**Collected data entries**
__________________________________________________

PR #443, opened 2018-02-27
PROGRAMMES-6213 Logic to show/hide panels in episode Map

tatitati:
Interesting episode pids to test:

With Tx and More panel:
http://sandbox.bbc.co.uk/programmes/b09kkt1m

WIth Tx and Empty panel: 
http://sandbox.bbc.co.uk/programmes/b00744wz

A radio episode:
http://www.bbc.co.uk/programmes/p05yrm66


src/Controller/FindByPid/EpisodeController.php
```diff
@@ -4,16 +4,41 @@
...
 class EpisodeController extends BaseController
 {
-    public function __invoke(Episode $episode)
+    public function __invoke(Episode $episode, CollapsedBroadcastsService $collapsedBroadcastsService)
     {
         $this->setIstatsProgsPageType('programmes_episode');
         $this->setContextAndPreloadBranding($episode);
 
+        $upcomingBroadcasts = $this->getUpcomingBroadcasts($collapsedBroadcastsService, $episode);
+        $lastOn = $this->getLastOn($episode, $collapsedBroadcastsService);
```
tatitati: Not sure if for the next panels we need more data than this.

src/Ds2013/Css/PageSpecfic/Episode/_map.scss
```diff
@@ -0,0 +1,142 @@
+$map-gap : 8px;
```
tatitati: Not used all them right now. But i guess that we will be able to delete the unused one when we finish the map and check what is not used from here

programmes-developers:

src/Controller/FindByPid/EpisodeController.php
```diff
@@ -4,16 +4,41 @@
...
+    ): array {
+        // World News brand pages are the only ones that show the Last On column in the MAP. The Last On column
+        // shows a collapsed broadcast, which has a list of networks and services of the broadcasts, which means
+        // it needs the full list of services for the networks. If something else starts using the Last On
+        // column, this has to be updated, as does the MAP, or else stuff will blow up.
+
+        return $collapsedBroadcastsService->findPastByProgrammeWithFullServicesOfNetworksList($episode, 1);
+    }
+
+    private function getUpcomingBroadcasts($collapsedBroadcastsService, $episode)
```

__________________________________________________

**Task**
Your answer must be the line that contains "WIth Tx and Empty" and every line after it to the end of the records, reproduced exactly.

**Output**
WIth Tx and Empty panel: 
http://sandbox.bbc.co.uk/programmes/b00744wz

A radio episode:
http://www.bbc.co.uk/programmes/p05yrm66


src/Controller/FindByPid/EpisodeController.php
```diff
@@ -4,16 +4,41 @@
...
 class EpisodeController extends BaseController
 {
-    public function __invoke(Episode $episode)
+    public function __invoke(Episode $episode, CollapsedBroadcastsService $collapsedBroadcastsService)
     {
         $this->setIstatsProgsPageType('programmes_episode');
         $this->setContextAndPreloadBranding($episode);
 
+        $upcomingBroadcasts = $this->getUpcomingBroadcasts($collapsedBroadcastsService, $episode);
+        $lastOn = $this->getLastOn($episode, $collapsedBroadcastsService);
```
tatitati: Not sure if for the next panels we need more data than this.

src/Ds2013/Css/PageSpecfic/Episode/_map.scss
```diff
@@ -0,0 +1,142 @@
+$map-gap : 8px;
```
tatitati: Not used all them right now. But i guess that we will be able to delete the unused one when we finish the map and check what is not used from here

programmes-developers:

src/Controller/FindByPid/EpisodeController.php
```diff
@@ -4,16 +4,41 @@
...
+    ): array {
+        // World News brand pages are the only ones that show the Last On column in the MAP. The Last On column
+        // shows a collapsed broadcast, which has a list of networks and services of the broadcasts, which means
+        // it needs the full list of services for the networks. If something else starts using the Last On
+        // column, this has to be updated, as does the MAP, or else stuff will blow up.
+
+        return $collapsedBroadcastsService->findPastByProgrammeWithFullServicesOfNetworksList($episode, 1);
+    }
+
+    private function getUpcomingBroadcasts($collapsedBroadcastsService, $episode)
```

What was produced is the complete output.